Investor Relations Officer

Central European Distribution Corporation

610-660-7817


CENTRAL EUROPEAN DISTRIBUTION CORPORATION

UNAUDITED RECONCILIATION OF NON-GAAP MEASURES

(in thousands, except share and per share information)

 

Full Year Guidance, 12 Months Ending December 31,

   2008  

Range for GAAP Fully Diluted Earnings per Share

   $ 3.42  
   $ 3.62  
        

A. Foreign exchange impact related to outstanding Senior Notes

     (0.76 )

B. Other acquisition related costs

     0.02  

C. Cost associated with early retirement of debt

     0.01  

D. Impact of expensing stock options

     0.03  

E. Other non-recurring items

     0.03  
        

Range for Comparable non-GAAP Fully Diluted Earnings per Share

   $ 2.75  
   $ 2.95  

Comparable measures are provided as additional information as management believes this information provides investors with better insight on underlying business trends and results in order to evaluate ongoing financial performance. Descriptions of these items are presented below:

 

A. Represents the net after tax impact of the foreign currency revaluation related to our Senior Secured Notes and Senior Convertible Notes as these borrowings have been pushed down to entities that have the Polish Zloty as the functional currency.

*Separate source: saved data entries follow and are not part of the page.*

PR #1252, opened 2022-10-10
Update dependabot directory for npm

emmiegit:
`/web` is being moved over to `/framerail`, as discussed, and does not need dependency upgrades (like `/legacy`).


Monkatraz (approved):

emmiegit:
thanks @Monkatraz

PR #1263, opened 2022-10-26
[WJ-1056] Upgrade sea-orm to 0.10

emmiegit:
A number of build issues were preventing us from upgrading earlier. This should fix these.

PR #1264, opened 2022-10-26
[WJ-987] Use postgres arrays instead of JSON

emmiegit:
~~Blocked on #1263~~

Until now, we needed to use the `JSON` type to store lists of text, such as tags, within Postgres because [Sea-ORM](https://github.com/SeaQL/sea-orm) did not support However, as of [version 0.10, Sea-ORM supports PostgreSQL arrays](https://github.com/SeaQL/sea-orm/releases/tag/0.10.0) (under a crate feature). I have enabled this and changed over our tables to use `TEXT[]` instead of `JSON`, which allows us to eliminate the temporary JSON/array conversion functions that currently exist in our code.


Yossipossi1 (approved):

emmiegit:
thanks @Yossipossi1

PR #1265, opened 2022-10-26
Address new clippy lints in ftml causing develop build breakages

emmiegit:
Same new lints as in deepwell.


Monkatraz (approved):

emmiegit:
thanks @Monkatraz

PR #1266, opened 2022-10-26
Hotfix: Old SQL function in migration

emmiegit:
Some of the invocations were left behind and needed to be removed. A local deployment now builds and can run, so the issue is fixed here.


Monkatraz (approved):

emmiegit:
thanks @Monkatraz

PR #1283, opened 2022-11-25
[WJ-1078] SvelteKit configuration changes

Monkatraz:
Changes:
- uses PNPM
- switched to an ESLint configuration similar to our original one (much better linting for Svelte files in particular)
- switched to a Prettier configuration similar to our original one
- added back Stylelint, pretty much exactly the same as our original one
- Ran linter and formatter across the PR


emmiegit (approved):
Thanks for doing this!

PR #1285, opened 2022-11-26
Upgrade chrono

emmiegit:
Supersedes #1273, #1274

This version deprecates some methods, so I change assertions to either be more explicit, add checking, or avoid the methods altogether.


Monkatraz (approved):

emmiegit:
thanks @Monkatraz

PR #1292, opened 2022-11-29
[WJ-1089] [WJ-975] [WJ-1091] [WJ-1116] [WJ-185] Initial implementation of filters

emmiegit:
This PR implements the concept of "filters". which are configurable regular expressions which permit automated blocking of certain kinds of content. This is the Wikijump version of Wikidot's `ForbiddenNames` class.

Filters are divided into two kinds: platform and site. A platform filter applies to the entire platform, regardless of individual site policies. A site filter applies to only that particular site. (An enum variant of `FilterClass` exists to easily query both the platform and specific site filters, since both apply when considering a particular site's enforcement policies). The database allows creation of filters with a pattern and a "description" field. Which objects it applies to (e.g. pages, forum posts, etc.) are set via flag toggles. This way a common filter (say for a racial slur) does not need to be duplicated for each type.

Filters use `RegexSet` under the hood to check all the relevant filters at once. This way users can add any number of filters they need, and do _not_ need to perform optimizations such as grouping unrelated filters together with `(a...|b...)` in regex.

User filters work slightly differently. Platform user filters apply when the user is registering an account, and prevent it from being made if a violation is found. A site user filter prevents an existing user from joining a site.

All extant operations (users, pages, files) have code to use the new `FilterService` to check for violations, as appropriate. This applies to both creation and edits, so a user cannot circumvent a filter by creating the object with an acceptable value and then editing it to an inappropriate one.

Per [WJ-1116](https://scuttle.atlassian.net/browse/WJ-1116), the caller can suppress filter validation. In some contexts (staff on a site), the user can explicitly opt to override a filter after being told their normal operation violates it.

This PR also implements [WJ-185](https://scuttle.atlassian.net/browse/WJ-185) which performs name normalization to users on creation to remove leading or trailing whitespace.

It also adds `PageOrder` to represent the ways that requesting pages from `PageService` can come, since previously it came out unordered (probably actually last insertion/update order).


deepwell/src/models/sea_orm_active_enums.rs
```diff
@@ -23,7 +39,7 @@ pub enum PageRevisionType {
     Debug, Copy, Clone, PartialEq, Eq, EnumIter, DeriveActiveEnum, Serialize, Deserialize,
 )]
 #[sea_orm(rs_type = "String", db_type = "Enum", enum_name = "user_type")]
-#[serde(rename_all = "camelCase")]
+#[serde(rename_all = "kebab-case")]
```
Yossipossi1, line 42: Why kebab-case? And how does it affect this struct any differently from camelCase, considering all the enums are one word?

emmiegit: This is one of the things the autogeneration tool removes and I need to re-add. I guess it was originally camelCase though in practice all the enum values are intended to be kebab-case (but this hasn't come up since they're all one word).

If you're asking why this is necessary at all, the issue is otherwise it'll be stored as `Foo` and `Bar` not `foo` and `bar`.

Yossipossi1 (approved):

emmiegit:
thanks @Yossipossi1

The impact of foreign exchange revaluation will change, which may have a material effect on our financial results.

 

B. Represents pre-acquisition financing costs related to the Parliament acquisition in 2008.

 

C. Represents the net after tax costs associated with retirement of $14 million of the Senior Secured Notes in 2008.

 

D. On January 1, 2006 CEDC adopted SFAS 123(R) and began to expense stock options. This amount represents the net after tax impact of the expensing of stock options.

 

E.

On June 30, 2008, CEDC terminated operations of the German import business acquired as part of the Parliament acquisition and in July 2008, moved all German import operations to a 3rd party importer. The $1.461 million represents the net loss incurred by the discontinued operation for the 3 months ended June 30, 2008.